Under normal circumstances it would be inadvisable to treat the bursts of outrage by those whose candidate has lost the election too seriously (even if the winner is Donald Trump). But the last few years of culture have brought us to a phase where every source of outrage gets its own news cycle. And that has led us to people blocking highways in order to object to the results of a long-established electoral process in order to get attention for themselves.

Combine the increased news coverage of people being upset about things and the propensity for news stories based on a handful of people's tweets and voila!—let's talk about something being hashtagged #CalExit.

There's a movement for California to secede from the union, and supporters are hoping to get a referendum before the voters in 2019, in a movement vaguely called Yes California Independence. It's actually been around for years—the website has blog posts going back to 2015. A previous attempt to get an initiative on the ballot failed.

But post-election, there were a bunch of tweets from people saying they thought California should secede from the union, and so #CalExit became a thing to cover.

Here's the thing about this particular secession movement—it is utterly oblivious to the ideological diversity within the state, thanks to the wholesale Democratic domination of the government due to population density in urban coastal communities.
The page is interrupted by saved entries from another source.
PR #514, opened 2020-11-14
Migrate to GitHub Actions and GHCR

SebastiaanZ:
We are currently migrating our backend to a Kubernetes cluster. As this requires changes to our CI anyway, this is a good time to also migrate our CI Pipeline to GitHub Actions and start using the GitHub Container Registry to push our builds to.

Changes compared to the old situation:

- flake8 linting errors will now show up as GH Actions annotations
- containers are tagged with both "latest" and a short commit SHA

Note: This version of the workflow still pushes to DockerHub **in addition to** GHCR. This is to make the transition between the two deployment systems as seamless as possible.


.github/workflows/lint-build.yaml
```diff
@@ -0,0 +1,126 @@
...
+    name: Lint using pre-commit & flake8
+    runs-on: ubuntu-latest
+    env:
+      PIP_NO_CACHE_DIR: false
+      PIP_USER: 1
+      PIPENV_HIDE_EMOJIS: 1
+      PIPENV_IGNORE_VIRTUALENVS: 1
+      PIPENV_NOSPIN: 1
+      PYTHONUSERBASE: ${{ github.workspace }}/.cache/py-user-base
+      PRE_COMMIT_HOME: ${{ github.workspace }}/.cache/pre-commit-cache
```
lemonsaurus, line 21: Can we document what these actually do? I have no idea what half of them are for.

.github/workflows/lint-build.yaml
```diff
@@ -0,0 +1,126 @@
...
+          python-version: '3.8'
+
+      - name: Python Dependency Caching
+        uses: actions/cache@v2
+        id: python_cache
+        with:
+          path: ${{ env.PYTHONUSERBASE }}
+          key: "python-0-${{ runner.os }}-${{ env.PYTHONUSERBASE }}-\
+          ${{ steps.python.outputs.python-version }}-\
+          ${{ hashFiles('./Pipfile', './Pipfile.lock') }}"
```
lemonsaurus, line 47: How this works is also really opaque to me.

.github/workflows/lint-build.yaml
```diff
@@ -0,0 +1,126 @@
...
+
+      - name: Install dependencies using pipenv
+        if: steps.python_cache.outputs.cache-hit != 'true'
```
lemonsaurus, line 50: This means that we shouldn't install if we can use cached ones? Might also be worth doing a block comment for.

.github/workflows/lint-build.yaml
```diff
@@ -0,0 +1,126 @@
...
+          pip install pipenv
+          pipenv install --dev --deploy --system
+
+      - name: Pre-commit Environment Caching
+        uses: actions/cache@v2
+        with:
+          path: ${{ env.PRE_COMMIT_HOME }}
+          key: "precommit-0-${{ runner.os }}-${{ env.PRE_COMMIT_HOME }}-\
+          ${{ steps.python.outputs.python-version }}-\
+          ${{ hashFiles('./.pre-commit-config.yaml') }}"
```
lemonsaurus, line 61: Absolutely no idea what this does.

.github/workflows/lint-build.yaml
```diff
@@ -0,0 +1,126 @@
...
+
+      # We will not run `flake8` here, as we will use a separate flake8
+      # action. As pre-commit does not support user installs, and we don't
+      # really need it, we set PIP_USER=0.
+      - name: Run pre-commit hooks
+        run: export PIP_USER=0; SKIP=flake8 pre-commit run --all-files
```
lemonsaurus, line 67: Can we go into some more detail about how PIP_USER=0 works? I don't understand it.

.github/workflows/lint-build.yaml
```diff
@@ -0,0 +1,126 @@
...
+
+      # This step requires `pull_request_target` due to the use of annotations
```
lemonsaurus, line 69: I don't get it. Why does it require that? Why do annotations require `pull_request_target`?

.github/workflows/lint-build.yaml
```diff
@@ -0,0 +1,126 @@
...
+    if: github.event_name != 'pull_request_target' && github.ref == 'refs/heads/master'
+    runs-on: ubuntu-latest
+
+    steps:
+      # Create a commit SHA-based tag for the container repositories
+      - name: Create SHA Container Tag
+        id: sha_tag
+        run: |
+          tag=$(cut -c 1-7 <<< $GITHUB_SHA)
+          echo "::set-output name=tag::$tag"
```
lemonsaurus, line 89: If I understand this correctly, it will create a sort of local variable that we can later refer to as `${{ steps.sha_tag.outputs.tag }}`? It might be nice to make it a little clearer what the effect of this is, because it's a bit arcane.

.github/workflows/lint-build.yaml
```diff
@@ -0,0 +1,126 @@
...
+
+      - name: Checkout code
+        uses: actions/checkout@v2
+        with:
+          persist-credentials: false
```
lemonsaurus, line 94: Above, we're not persisting credentials because it may run from a fork, but this job will never be run from a fork. So what's the rationale here?

lemonsaurus (changes requested):
Can we just add a bit more documentation so stupid people like myself can comprehend this?

MarkKoz (approved):

.github/workflows/lint-build.yaml
SebastiaanZ: I'll add documentation.

It's the cache key: It takes in properties of the run (like python version, current state of dependencies). If a next run has the exact same key, it will restore cache. However, if something changed (python version, dependencies), we do not restore the cache and install it instead.

.github/workflows/lint-build.yaml
SebastiaanZ: That's exactly what it says.

.github/workflows/lint-build.yaml
SebastiaanZ: It says "don't do a user install", like the comment says. Nothing more.

.github/workflows/lint-build.yaml
SebastiaanZ: Because it needs write access to the repository. I'll add a comment about that.

.github/workflows/lint-build.yaml
SebastiaanZ: I'll remove it. There's not really a need for us to persist the credentials here, but I guess it doesn't matter either.

.github/workflows/lint-build.yaml
SebastiaanZ: sure

.github/workflows/lint-build.yaml
MarkKoz: Maybe "user installs" is unclear? It means that it should install to the global site for Python packages rather than a user-specific site. And "site" is Python's terminology for location/directory; it does not website.

.github/workflows/lint-build.yaml
lemonsaurus: ahh, that makes sense.

.github/workflows/lint-build.yaml
lemonsaurus: yes, I was asking.

lemonsaurus (approved):

PR #518, opened 2020-11-15
Add gurkancount command

gustavwilliam:
## Description

This command loops through the display names of all members and checks which ones contain "gurkan".

### Important note:
This enables member intents, which means that it'll have to be enabled on [Discord Developers Portal](https://discord.com/developers/applications), if it isn't already. It also means that we'll be tracking member intents.

This is needed, since the display names of guild members will be checked.

## Screenshots

Here is the new command:
Screenshot 2020-11-15 at 04 23 41

## Did you:

### DIFF
--- a/bot/exts/evergreen/gurkan.py
+++ b/bot/exts/evergreen/gurkan.py
@@ -13,8 +13,9 @@ class Gurkan(commands.Cog):
     @commands.command(name="gurkancount", aliases=("gc", "gurkcount"))
     async def gurkancount(self, ctx: commands.Context) -> None:
         """Get the amount of members with 'gurkan' in their names."""
-        gurkans = [1 for member in ctx.guild.members if "gurkan" in member.display_name.lower()]
-        gurkan_count = sum(gurkans)
+        gurkan_count = sum(
+            1 for member in ctx.guild.members if "gurkan" in member.display_name.lower()
+        )
 
         embed = discord.Embed(
             title="Gurkancount",
--- a/bot/exts/evergreen/gurkan.py
+++ b/bot/exts/evergreen/gurkan.py
@@ -1,0 +1,29 @@
+import discord
+from discord.ext import commands
+
+from bot.constants import Colours
+
+
+class Gurkan(commands.Cog):
+    """Commands related to Gurkan and the Gurkult."""
+
+    def __init__(self, bot: commands.Bot):
+        self.bot = bot
+
+    @commands.command(name="gurkancount", aliases=("gc", "gurkcount"))
+    async def gurkancount(self, ctx: commands.Context) -> None:
+        """Get the amount of members with 'gurkan' in their names."""
+        gurkans = [1 for member in ctx.guild.members if "gurkan" in member.display_name.lower()]
+        gurkan_count = sum(gurkans)
+
+        embed = discord.Embed(
+            title="Gurkancount",
+            color=Colours.bright_green,
+            description=f"There are a total of `{gurkan_count}` gurkans in the server!")
+
+        await ctx.send(embed=embed)
+
+
+def setup(bot: commands.Bot) -> None:
+    """Load the Bookmark cog."""
+    bot.add_cog(Gurkan(bot))
--- a/bot/exts/evergreen/gurkan.py
+++ b/bot/exts/evergreen/gurkan.py
@@ -11,7 +11,7 @@ class Gurkan(commands.Cog):
         self.bot = bot
 
     @commands.command(name="gurkancount", aliases=("gc", "gurkcount"))
-    async def gurkancount(self, ctx: commands.Context) -> None:
+    async def gurkan_count(self, ctx: commands.Context) -> None:
         """Get the amount of members with 'gurkan' in their names."""
         gurkan_count = sum(
             1 for member in ctx.guild.members if "gurkan" in member.display_name.lower()
@@ -20,11 +20,12 @@ class Gurkan(commands.Cog):
         embed = discord.Embed(
             title="Gurkancount",
             color=Colours.bright_green,
-            description=f"There are a total of `{gurkan_count}` gurkans in the server!")
+            description=f"There are a total of `{gurkan_count}` gurkans in the server!"
+        )
 
         await ctx.send(embed=embed)
 
 
 def setup(bot: commands.Bot) -> None:
-    """Load the Bookmark cog."""
+    """Load the Gurkan cog."""
     bot.add_cog(Gurkan(bot))
--- a/bot/bot.py
+++ b/bot/bot.py
@@ -211,6 +211,7 @@ _intents.integrations = False
 _intents.invites = False
 _intents.typing = False
 _intents.webhooks = False
+_intents.members = True
 
 bot = SeasonalBot(
     command_prefix=Client.prefix,


bot/exts/evergreen/gurkan.py
```diff
@@ -0,0 +1,29 @@
...
+
+
+class Gurkan(commands.Cog):
+    """Commands related to Gurkan and the Gurkult."""
+
+    def __init__(self, bot: commands.Bot):
+        self.bot = bot
+
+    @commands.command(name="gurkancount", aliases=("gc", "gurkcount"))
+    async def gurkancount(self, ctx: commands.Context) -> None:
```
fisher60, line 14: This function name could be clearer if it was using `snake_case` i.e `gurkan_count`

bot/exts/evergreen/gurkan.py
```diff
@@ -0,0 +1,29 @@
...
+        embed = discord.Embed(
+            title="Gurkancount",
+            color=Colours.bright_green,
+            description=f"There are a total of `{gurkan_count}` gurkans in the server!")
+
+        await ctx.send(embed=embed)
+
+
+def setup(bot: commands.Bot) -> None:
+    """Load the Bookmark cog."""
```
fisher60, line 28: Forgot to change the docstring to the `Gurkan Cog` here.

fisher60 (changes requested):
There is not much to review here. Mostly style preferences. Only really need to change the docstring.

The code ran perfectly fine, the only real concern would be the performance of looping through so many members.

bot/exts/evergreen/gurkan.py
```diff
@@ -0,0 +1,29 @@
...
+    @commands.command(name="gurkancount", aliases=("gc", "gurkcount"))
+    async def gurkancount(self, ctx: commands.Context) -> None:
+        """Get the amount of members with 'gurkan' in their names."""
+        gurkans = [1 for member in ctx.guild.members if "gurkan" in member.display_name.lower()]
+        gurkan_count = sum(gurkans)
+
+        embed = discord.Embed(
+            title="Gurkancount",
+            color=Colours.bright_green,
+            description=f"There are a total of `{gurkan_count}` gurkans in the server!")
```
Den4200, line 22: The closing parenthesis should be on the next line.

bot/exts/evergreen/gurkan.py
```diff
@@ -0,0 +1,29 @@
...
+    """Commands related to Gurkan and the Gurkult."""
+
+    def __init__(self, bot: commands.Bot):
+        self.bot = bot
+
+    @commands.command(name="gurkancount", aliases=("gc", "gurkcount"))
+    async def gurkancount(self, ctx: commands.Context) -> None:
+        """Get the amount of members with 'gurkan' in their names."""
+        gurkans = [1 for member in ctx.guild.members if "gurkan" in member.display_name.lower()]
+        gurkan_count = sum(gurkans)
```
Den4200, line 17: Maybe something like this instead? I'm not sure how I feel about having two variables for this.
```suggestion
        gurkan_count = sum(
            1 for member in ctx.guild.members if "gurkan" in member.display_name.lower()
        )
```

Den4200 (changes requested):
There are all purely stylistic changes!

bot/exts/evergreen/gurkan.py
gustavwilliam: I'm not sure about this one, since it's a command. If it was a usual method, it would be using snake_case, but this is a command.

Den4200:
> There is not much to review here. Mostly style preferences. Only really need to change the docstring.
> 
> The code ran perfectly fine, the only real concern would be the performance of looping through so many members.

@fisher60 It takes very, very little resources loop through the members, so no worries here. It's only about 100,000 iterations for our server size.

bot/exts/evergreen/gurkan.py
Den4200: What's wrong with having the name as `snake_case`?

bot/exts/evergreen/gurkan.py
gustavwilliam: Looks much better. I didn't quite like having all of that on a single line nor creating two variables for it, so this solution looks better in some sense.

The only real reason that having two variables would be worth considering is if we would like to add some feature to do additional filtering in the future. That can be added when it becomes relevant, though, so this change looks good to me.

bot/exts/evergreen/gurkan.py
gustavwilliam: We definitely could. I didn't think that was the convention for commands, though. Let's do it.

Den4200: The command name is `gurkancount`, as you set it in the decorator, but the method name should be `snake_case` instead.

Den4200 (approved):
Looks good to me.

lemonsaurus (changes requested):
Let's make it more generic. I'd like to know how many users fit into _any_ arbitrary nickname feature.  We used to have `.lemoncount`, and I think there are still dozens. Let's have a feature that will count number of users with nicknames that contain any substring?

gustavwilliam:
@lemonsaurus We could do that. The question is if we really want users to be able to search for any terms in display names or only a set of terms. What do you think about this?

lemonsaurus:
what would be really cool is if you could hijack any command that ended with _count_ , so that `.gurkancount` and `.lemoncount` and `.vescount` would all just work.

gustavwilliam:
That would be really interesting. Sadly, it would interfere with the emojicount command. If we were to ever do that (which would be super cool), we'd have to turn emoji count into a command + subcommand or something similar.

Either way, if we keep in within the scope of this PR, I wouldn't mind adding an optional argument with the string to search for. I think keeping the command name `gurkancount` would also be slightly funny and work well.

Then again, do we want people to search for *any* term? I don't see any clear issues with that. We have great moderation, so inappropriate terms would be handlers just like with anything.

Den4200:
> what would be really cool is if you could hijack any command that ended with _count_ , so that `.gurkancount` and `.lemoncount` and `.vescount` would all just work.

This is a cool idea, I like it.


> That would be really interesting. Sadly, it would interfere with the emojicount command. If we were to ever do that (which would be super cool), we'd have to turn emoji count into a command + subcommand or something similar.

This shouldn't be an issue, since the logic would have to be implemented in the error handler.


> Then again, do we want people to search for *any* term? I don't see any clear issues with that. We have great moderation, so inappropriate terms would be handlers just like with anything.

I don't see it as an issue either.

gustavwilliam:
I think let's just start with implementing it where you have a second optional argument for specifying the name. If we want to expand it to work with every count, let's do that later.

SebastiaanZ:
One thing to consider is that SeasonalBot currently does not have the "members intent", which means that it also does not receive those events from Discord. Enabling the intent does increase the resource usage of Seasonal Bot (although the "presences intent" is probably way more heavy). I think I'm just a bit confused as to why we'd want this count command and if it's worth the additional load it will have on our back-end.

gustavwilliam:
@SebastiaanZ yes. That's an important question to ask. I don't know exactly how much that would cost to have, but is it something that we have resources for? While we shouldn't add commands just because we can, I also think it would be a fun command to have — which is an important part for SeasonalBot.

As for the reasoning behind having a command like this, I think there's an interest in counting the amount of members with "gurkan" in their display names. You have probably noticed that the count is quite significant. As @lemonsaurus mentions, it would also be fun to check other names, like "lemon" and "ves."

TL;DR: It's a fun command that I think many would appreciate.

lemonsaurus:
hmm, ves makes a good point about user intents. actually the resource load difference would probably be a bit significant.

this seemed like a better idea while I was drunk.

gustavwilliam:
Is that something we don't have resources for?

kwzrd:
We do have resources for it, the question is more whether we want to use them this way. Before intents rolled out, every bot was subscribed by default. When I was working on #478, core dev consensus seemed to be that we'd rather not have the intent if feasible. I'm impartial, but I don't know if this is a feature that would justify adding the intent, if we don't otherwise want it. If it's well implemented, generic and would be a useful utility to e.g. mods, we can also consider adding it to the main bot, which does subsribe to the intent.

lemonsaurus:
yeah, I'm afraid I think member intents is too high a price to pay for this feature. Sorry, gurk.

California is "blue" because electoral votes are an all-or-nothing thing. In reality, Donald Trump got about 3 million of the 9 million votes cast for president in California. Those votes for Trump don't matter, though. Hillary Clinton won the state. She gets the electoral votes. Yet, the material for the secession movement then complains:

California's electoral votes haven't affected a presidential election since 1876. On top of that, presidential election results are often known before our votes are even counted. So, why should we keep subjecting ourselves to presidents we play no role in electing, to 382 representatives and 98 senators we can't vote for, and all the government officials and federal judges appointed by those very same people we don't elect.
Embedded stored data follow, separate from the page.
PR #973, opened 2021-12-05
Make error messages more consistent in the AoC daystar view

D0rs4n:
## Description

Changes in the AoC DayAndStarView:
 - From now on, when the interacting user and the original author of the view is different, the bot will send an ephemeral message, regarding the issue, instead of the default error message.
## Did you:


ks129 (changes requested):
It is not so high priority, so I think this should be solved with exception raising and handling in global error handler. This would remove possible future duplication.

D0rs4n:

Hilariously, this argument ignores that people who live in the red part of California have the exact same complaints about state government. And, in fact, there have been secession movements within California by people who are trying like hell to extricate themselves from a one-party state government they feel doesn't represent them. They're not looking to secede from the union. They're looking to secede from California.
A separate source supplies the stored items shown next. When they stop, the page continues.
PR #944, opened 2021-11-14
minor: allow color command in dev-media

onerandomusername:
## Relevant Issues

Context: https://discord.com/channels/267624335836053506/635950537262759947/909560534381252619

## Description

Added decorator to allow bot in the dev and media categories. 
## Did you:

- [x] Join the [**Python Discord Community**](https://discord.gg/python)?
- [x] Read all the comments in this template?
- [x] Ensure there is an issue open, or link relevant discord discussions?
- [x] Read and agree to the [contributing guidelines](https://pythondiscord.com/pages/contributing/contributing-guidelines/)?

PR #981, opened 2021-12-16
fix: subcommands inherit their parent's whitelist

onerandomusername:
## Relevant Issues

https://discord.com/channels/267624335836053506/635950537262759947/920817429301579807

Additionally, does what #944 was *supposed* to do.

image

## Description

solves issue with adding decorator to the parent
which wouldn't apply to the children

Essentially, whitelists for parent commands now apply to child commands

## Did you:

----
Given the reviews on #944, @ChrisLovering, @Xithrius


Xithrius:
@onerandomusername conflicts.

bot/utils/decorators.py
```diff
@@ -203,20 +203,36 @@ def predicate(ctx: Context) -> bool:
 
         kwargs = default_kwargs.copy()
 
-        # Update kwargs based on override
-        if hasattr(ctx.command.callback, "override"):
+        # determine which command's overrides we will use
+        # as we have groups, we want to ensure that group commands inherit from the parent
+        overridden_command: Union[commands.Command, commands.Group] = None
+        for command in [ctx.command, *ctx.command.parents]:
+            print(command)
```
Xithrius, line 210: Is this intentional? If not,
```suggestion
```

onerandomusername: https://github.com/python-discord/sir-lancebot/pull/981/commits/1e69c3a4c7d799c5a1450e59c9d390097778d3b8

bot/utils/decorators.py
```diff
@@ -199,23 +199,38 @@ def predicate(ctx: Context) -> bool:
         kwargs = default_kwargs.copy()
         allow_dms = False
 
-        # Update kwargs based on override
-        if hasattr(ctx.command.callback, "override"):
+        # determine which command's overrides we will use
+        # as we have groups, we want to ensure that group commands inherit from the parent
```
Bluenix2, line 203: The way this comment is unevenly split the way it is... honestly just irks me 😅.

Not a big deal, but could quickly be changed when you're making other changes.

bot/utils/decorators.py
```diff
@@ -199,23 +199,38 @@ def predicate(ctx: Context) -> bool:
...
+        overridden_command: Union[commands.Command, commands.Group] = None
```
Bluenix2, line 204: Huh, shouldn't the type be `Union[commands.Command, commands.Group, None]`?

---

Also by the looks of it you don't use any `commands.Group`-specific attributes and it's already a subclass of `commands.Command` so you should be able to do `Optional[commands.Command]` unless I am missing something.

Xithrius:
@onerandomusername Status?

bot/utils/decorators.py
```diff
@@ -199,23 +199,38 @@ def predicate(ctx: Context) -> bool:
...
+        if overridden_command is not None:
+            log.debug(f'Command {overridden_command} has overrides')
+            if overridden_command is not ctx.command:
+                log.debug(
+                    f"Command '{ctx.command.qualified_name}' inherited overrides "
+                    "from parent command '{overridden_command.qualified_name}'"
+                )
+
+        # Update kwargs based on override, if one exists
+        if overridden_command and hasattr(overridden_command.callback, "override"):
```
wookie184, line 218: We don't need the hasattr check here, right?
```suggestion
        if overridden_command:
```

bot/utils/decorators.py
wookie184:
```suggestion
        # Determine which command's overrides we will use. Group commands will
        # inherit from their parents if they don't define their own overrides
```

wookie184 (changes requested):

wookie184 (approved):

ChrisLovering (approved):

There's also some absurd ignorance about the economics of the state. The proponents contend that the reason California has so much debt and such high taxes is because the federal government takes all its revenue, ignoring that the state's actual economic crisis is because of the unfunded pensions and health costs of state and municipal government and school workers. In separate categories it's calling for increased health care and education spending based on all the money it's going to save by not sending it to Washington, D.C.

The secession proponents note that the government maintains a "burdensome" trade system that hurts the economy (true!) and then in the very same paragraph opposes participation in the Trans-Pacific Partnership because it conflicts with "our values." (nope!) It's obliviously unaware of the migration of business and trade out of California because of how expensive and difficult it is to do business there. It would be interesting if there was any awareness in how the state itself is contributing to this problem, but no.

Instead, we have a movement of people complaining that they're being bullied by the federal government being completely oblivious to the fact that there's a good chunk of California citizens who feel bullied by the very kind of people who want to run this newly formed "country."

But not everybody in a California secessionist movement is so blinded. There was a movement in northern California to create the state of Jefferson, pulling a small chunk of the state away because rural citizens felt like regulators and the state government did not care about their economic needs. Sound familiar? Trump actually "won" several of those counties, but their populations are so small it didn't matter.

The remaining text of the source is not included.